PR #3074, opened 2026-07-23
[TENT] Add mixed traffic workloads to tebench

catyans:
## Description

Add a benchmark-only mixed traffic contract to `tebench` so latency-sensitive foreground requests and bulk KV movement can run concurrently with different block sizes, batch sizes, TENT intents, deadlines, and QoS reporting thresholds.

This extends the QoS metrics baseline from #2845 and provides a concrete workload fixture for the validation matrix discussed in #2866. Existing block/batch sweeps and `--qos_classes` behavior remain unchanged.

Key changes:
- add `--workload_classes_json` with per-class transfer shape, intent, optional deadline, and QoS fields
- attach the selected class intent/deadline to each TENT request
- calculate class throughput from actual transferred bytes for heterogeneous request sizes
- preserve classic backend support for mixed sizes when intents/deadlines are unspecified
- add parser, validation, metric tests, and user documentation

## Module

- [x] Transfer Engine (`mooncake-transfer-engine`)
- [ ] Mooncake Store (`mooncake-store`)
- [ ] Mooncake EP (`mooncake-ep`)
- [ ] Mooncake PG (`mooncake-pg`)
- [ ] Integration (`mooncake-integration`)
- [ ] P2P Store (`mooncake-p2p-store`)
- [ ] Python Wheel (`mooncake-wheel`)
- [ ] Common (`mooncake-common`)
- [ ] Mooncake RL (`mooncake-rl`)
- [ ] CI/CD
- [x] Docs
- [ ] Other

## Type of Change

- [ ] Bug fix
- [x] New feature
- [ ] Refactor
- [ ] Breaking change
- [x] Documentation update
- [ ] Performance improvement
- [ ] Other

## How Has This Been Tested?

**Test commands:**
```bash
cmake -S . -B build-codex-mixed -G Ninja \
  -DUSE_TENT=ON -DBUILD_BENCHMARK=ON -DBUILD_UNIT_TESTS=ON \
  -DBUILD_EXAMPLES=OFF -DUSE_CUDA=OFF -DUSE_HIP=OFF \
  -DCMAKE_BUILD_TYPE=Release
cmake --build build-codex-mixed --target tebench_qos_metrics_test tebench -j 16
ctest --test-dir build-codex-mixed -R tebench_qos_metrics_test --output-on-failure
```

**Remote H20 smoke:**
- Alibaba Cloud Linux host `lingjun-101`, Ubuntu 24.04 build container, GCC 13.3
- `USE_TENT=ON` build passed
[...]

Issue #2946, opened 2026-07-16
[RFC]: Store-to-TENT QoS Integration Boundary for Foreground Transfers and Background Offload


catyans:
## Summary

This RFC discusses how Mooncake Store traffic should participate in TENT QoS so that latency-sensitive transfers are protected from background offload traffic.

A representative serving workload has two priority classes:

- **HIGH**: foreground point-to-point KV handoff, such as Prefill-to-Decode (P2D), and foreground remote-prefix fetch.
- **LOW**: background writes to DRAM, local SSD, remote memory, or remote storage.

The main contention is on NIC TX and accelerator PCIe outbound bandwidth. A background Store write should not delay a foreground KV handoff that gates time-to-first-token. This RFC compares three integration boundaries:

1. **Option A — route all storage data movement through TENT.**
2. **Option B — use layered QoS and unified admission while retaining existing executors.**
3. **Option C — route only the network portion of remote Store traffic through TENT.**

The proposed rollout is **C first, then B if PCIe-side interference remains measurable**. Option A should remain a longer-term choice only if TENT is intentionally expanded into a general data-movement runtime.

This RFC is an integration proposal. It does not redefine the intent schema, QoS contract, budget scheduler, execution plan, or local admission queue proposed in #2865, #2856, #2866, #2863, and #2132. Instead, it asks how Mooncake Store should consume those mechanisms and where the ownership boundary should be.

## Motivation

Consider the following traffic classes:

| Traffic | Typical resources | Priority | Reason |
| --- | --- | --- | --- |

Exercise: Only the number is needed. Say how many lines of the entries contain "contract".

Exercise output: 2